You actually probably won't need planning permission, or in fact have to issue a hedge removal notice if all you are doing is creating a new field access wide enough for machinery. If you are planning on putting in stables etc then what they may insist on is a visibility splay etc - you'll need plans and backup from a decent transport consultant for that I think really. I'd probably do the lot as one planning application rather than two separate ones, unless there are overriding reasons not to. 

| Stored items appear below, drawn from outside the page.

PR #20, opened 2024-09-13
Limit duration format according to spec

bergundy:
We used to accept anything `time.ParseDuration` would parse which is too broad and violates the spec.
Also ensured that we use a custom `formatDuration` implementation to ensure compatibility.

### DIFF
--- a/nexus/api.go
+++ b/nexus/api.go
@@ -11,6 +11,8 @@ import (
 	"mime"
 	"net/http"
 	"net/url"
+	"regexp"
+	"strconv"
 	"strings"
 	"time"
 )
@@ -202,7 +204,7 @@ func addContextTimeoutToHTTPHeader(ctx context.Context, httpHeader http.Header) 
 	if !ok {
 		return httpHeader
 	}
-	httpHeader.Set(HeaderRequestTimeout, time.Until(deadline).String())
+	httpHeader.Set(HeaderRequestTimeout, formatDuration(time.Until(deadline)))
 	return httpHeader
 }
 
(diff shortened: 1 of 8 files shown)


nexus/api.go
```diff
@@ -333,3 +335,32 @@ func validateLinkType(value string) error {
 	}
 	return nil
 }
+
+var durationRegexp = regexp.MustCompile("^(\\d+)(ms|s|m|h)$")
```
cretz, line 339: I think floats should be supported. Spec says "Format of this parameter is number + unit" and I took "number" to mean float as did the Java PR.

Quinn-With-Two-Ns: Yes , the server does generate floats

Quinn-With-Two-Ns: Also `h` is not supported by the spec?

> Format of this header value is number + unit, where unit can be `ms` for milliseconds, `s` for seconds, and `m` for
minutes.

bergundy: Hmmm... if the server generates floats we'll need to support parsing it for compatibility but I'd stop generating floats on the server ASAP and use ints instead.
Definitely can get rid of `h`, thanks for pointing that out, I should've checked, I was looking at @cretz's comment in the Java PR (`"s", "m", or "h"`).

Quinn-With-Two-Ns: Is there a reason we didn't do ISO 8601 durations?

bergundy: Just felt like overkill and we wanted a format that can be easily typed in a curl command.

Quinn-With-Two-Ns (approved):

PR #21, opened 2024-10-04
Add Operation InputType and OutputType helper methods

bergundy:
Useful helper methods, we need this in the Temporal Go SDK to validate inputs when starting an operation from a workflow.

### DIFF
--- a/nexus/operation.go
+++ b/nexus/operation.go
@@ -20,6 +20,8 @@ type NoValue *struct{}
 // available.
 type OperationReference[I, O any] interface {
 	Name() string
+	// IsInputCompatible returns a boolean indicating whether the given input is assignable to the generic I type.
+	IsInputAssignable(any) bool
 	// A type inference helper for implementations of this interface.
 	inferType(I, O)
 }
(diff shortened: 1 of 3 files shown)


nexus/operation.go
```diff
@@ -36,6 +38,13 @@ func (r operationReference[I, O]) Name() string {
 	return string(r)
 }
 
+func (r operationReference[I, O]) IsInputAssignable(i any) bool {
```
cretz, line 41: Not sure this needs to be on every operation reference (nor does `IsOutputAssignable`). If you had a `InputType() reflect.Type` that could maybe make a bit more sense, but anyone can obtain the generic of the operation reference via reflection. IMO having a helper for Go reflection is unnecessary for this public API

Can just update the Temporal side to use reflection if it needs to check whether something is assignable, same as it would for any generic API it would need to do a similar check for.

bergundy: I don't think it's possible to get the generic input type in Go. I tried this before and ended up blocked on https://github.com/golang/go/issues/54393.

Maybe there's another way you're aware of that I'm not.

cretz: I see, my mistake. I think `InputType() reflect.Type` and `OutputType() reflect.Type` would be better general-purpose methods to add.

bergundy: That works for me.

nexus/operation.go
```diff
@@ -36,6 +40,16 @@ func (r operationReference[I, O]) Name() string {
 	return string(r)
 }
 
+func (operationReference[I, O]) InputType() reflect.Type {
+	var zero [0]I
+	return reflect.TypeOf(zero).Elem()
```
cretz, line 45:
```suggestion
	return reflect.TypeOf((*I)(nil)).Elem()
```

This may also work (untested), but what you have is fine/cheap too, no need to change.

cretz (approved):

PR #22, opened 2024-10-10
Expose API to get operations from the Service

rodrigozhou:
Add `Service.GetOperation` to be able to get an operation by its name.

### DIFF
--- a/nexus/operation.go
+++ b/nexus/operation.go
@@ -166,6 +166,12 @@ func (s *Service) Register(operations ...RegisterableOperation) error {
 	return nil
 }
 
+// GetOperation returns the operation by its name. The bool value indicates if the operation was found.
+func (s *Service) GetOperation(name string) (RegisterableOperation, bool) {
+	h, ok := s.operations[name]
+	return h, ok
+}
+
 // A ServiceRegistry registers services and constructs a [Handler] that dispatches operations requests to those services.
 type ServiceRegistry struct {
 	services map[string]*Service
--- a/nexus/operation.go
+++ b/nexus/operation.go
@@ -166,10 +166,9 @@ func (s *Service) Register(operations ...RegisterableOperation) error {
 	return nil
 }
 
-// GetOperation returns the operation by its name. The bool value indicates if the operation was found.
-func (s *Service) GetOperation(name string) (RegisterableOperation, bool) {
-	h, ok := s.operations[name]
-	return h, ok
+// Operation returns an operation by name or nil if not found.
+func (s *Service) Operation(name string) RegisterableOperation {
+	return s.operations[name]
 }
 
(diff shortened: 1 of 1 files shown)


nexus/operation.go
```diff
@@ -166,6 +166,12 @@ func (s *Service) Register(operations ...RegisterableOperation) error {
 	return nil
 }
 
+// GetOperation returns the operation by its name. The bool value indicates if the operation was found.
+func (s *Service) GetOperation(name string) (RegisterableOperation, bool) {
```
bergundy, line 170:
```suggestion
// Operation returns an operation by name and a boolean indicating if the operation was found.
func (s *Service) Operation(name string) (RegisterableOperation, bool) {
```

cretz, line 170: Is this needed? We haven't needed this on SDK workers today. We haven't traditionally added getters for things the user sets. Notice how there isn't a `Client.GetOptions` or a `LazyValue.GetSerializer` or any of that.

I didn't see the use case in the description, but I am curious why a user might not prefer a collection of all the operations (so it can also get the count or iterate through them, e.g. to get all operations that start with a certain value).

bergundy: This is used here: https://github.com/temporalio/sdk-go/pull/1666/files#diff-0fe12a5bacd5440b4c9a31cf9f1f5fe0aa50826d976254054e5df783a84c8435R3197.

Seems reasonable to expose this.

cretz: :+1: Might as well expose all operations. Also, should consider just returning nil if it is not found, no need for a second result.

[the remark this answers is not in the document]
bergundy: Ah true, it's possible since this returns an interface.

cretz: > Looks like cobra expose both Flag and Flags methods

A bad example I think (compared to the many dozens that can show otherwise)

I am not a big fan of increasing API surface for internal use only or, when we do override that concern, increasing it in a limited myopic way only thinking about our limited/narrow use.

bergundy (approved):

nexus/operation.go
bergundy: You would still want a method to extract a single operation instead of having to construct a slice every time to list all operations and then search that list.

I don't mind if we add another method to list all operations if you feel like it would be more complete, no strong opinion here. I already approved the PR.

nexus/operation.go
```diff
@@ -166,6 +166,11 @@ func (s *Service) Register(operations ...RegisterableOperation) error {
 	return nil
 }
 
+// Operation returns an operation by name or nil if not found.
+func (s *Service) Operation(name string) RegisterableOperation {
+	return s.operations[name]
```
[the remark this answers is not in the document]
rodrigozhou: I'll handle this in a separate PR

PR #23, opened 2024-10-10
Add Operation-Timeout header

pdoerner:
Added a new exported constant for the `Operation-Timeout` header.

Added logic to set the context deadline and outgoing `Request-Timeout` header to the minimum of the incoming `Request-Timeout` and `Operation-Timeout` if they are set.

### DIFF
--- a/nexus/server.go
+++ b/nexus/server.go
@@ -293,7 +293,7 @@ func (h *httpHandler) startOperation(service, operation string, writer http.Resp
 		},
 	}
 
-	ctx, cancel, ok := h.contextWithTimeoutFromHTTPRequest(writer, request)
+	ctx, cancel, ok := h.contextWithTimeoutFromHTTPRequest(writer, request, HeaderOperationTimeout)
 	if !ok {
 		return
 	}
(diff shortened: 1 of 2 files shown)


nexus/server.go
```diff
@@ -395,30 +395,44 @@ func (h *httpHandler) cancelOperation(service, operation, operationID string, wr
...
-// the Request-Timeout header, if set.
-func (h *httpHandler) contextWithTimeoutFromHTTPRequest(writer http.ResponseWriter, request *http.Request) (context.Context, context.CancelFunc, bool) {
-	requestTimeout, ok := h.parseRequestTimeoutHeader(writer, request)
+// contextWithTimeoutFromHTTPRequest extracts the context from the HTTP request and applies the minimum timeout of the
+// timeouts indicated by the Request-Timeout header and any additional specified headers, if set.
+func (h *httpHandler) contextWithTimeoutFromHTTPRequest(writer http.ResponseWriter, request *http.Request, headerNames ...string) (context.Context, context.CancelFunc, bool) {
+	requestTimeout, ok := h.parseTimeoutHeader(writer, request, HeaderRequestTimeout)
 	if !ok {
 		return nil, nil, false
 	}
```
cretz, line 421: What if I only set an operation timeout? Could just:

```suggestion
	headerNames = append(headerNames, HeaderRequestTimeout)
```

(only acceptable to mutate the trailing param because this is a private function and you know caller isn't reusing header name slice)

pdoerner: Only setting an operation timeout is valid. The `parseTimeoutHeader` will only return `!ok` if there is a parsing error. It will return `0, true` if unset.

About modifying the trailing param: I thought about a couple different options but didn't love any of them. I settled on this because I thought it made it more explicit that `Request-Timeout` is always checked. But I am not committed to this approach if others feel strongly.

cretz: You're good, I misunderstood what absence of a request timeout did here. No need to change anything. (may be worth a test or two though)

cretz (approved):

pdoerner:
Discussed with @bergundy offline and decided this extra logic is unnecessary.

I know a reasonable amount about planning, all be it from an environmental point of view, but I've done both the LPA side of the fence and the consultant side of the fence so should be able to help, so feel free to PM me


----------



## Dubsie (5 January 2010)

I would go down the 'safety to other road users' aspect when you apply for planning permission  - sight lines between houses, visibility of other traffic when you turn out, inconvenience for pedestrians from the houses going to eg bus stops, post boxes -  especially if you have to turn slowly to squeeze in., and see where you can place it so that it's going to be more visible to other road users, easier to access etc. As there's already an access, moving it to a 'safer' aka more convenient to you location will be easy to obtain permission


----------



## HappyHooves (5 January 2010)

We needed planning to put in a gate at the end of a track onto the road. It had always been a track but we had enclosed a portion of the field and it was now a proper 'entrance' into the field. We had to advise Highways and, although our country road is almost single track, they said we needed bollards each side of the entrance, hard surface etc etc! We said we would leave it without since it went against the style of others in the road and that seemed OK. But you should notify the council. And you can be sure that you'll have to pay one department or another. Best of luck!


----------



## teddyt (5 January 2010)

Maybe it depends on the area but we could never get away without planning permission for a new entrance. The impact on safety of other road users for a start. You would have to make sure that visibility was good, etc


----------



## YorksG (5 January 2010)

If you are removing any dry stone walling you will need planning permission, and in fact may not get it. It is illegal to remove sections of drystone wall, although you can happily leave it to dall down!


----------



## Maesfen (5 January 2010)

[ QUOTE ]
Maybe it depends on the area but we could never get away without planning permission for a new entrance. The impact on safety of other road users for a start. You would have to make sure that visibility was good, etc 

[/ QUOTE ]

Same here.

It might be a good idea to get the house owners on side too as they will be asked for their objections by the planning or highways offices.


----------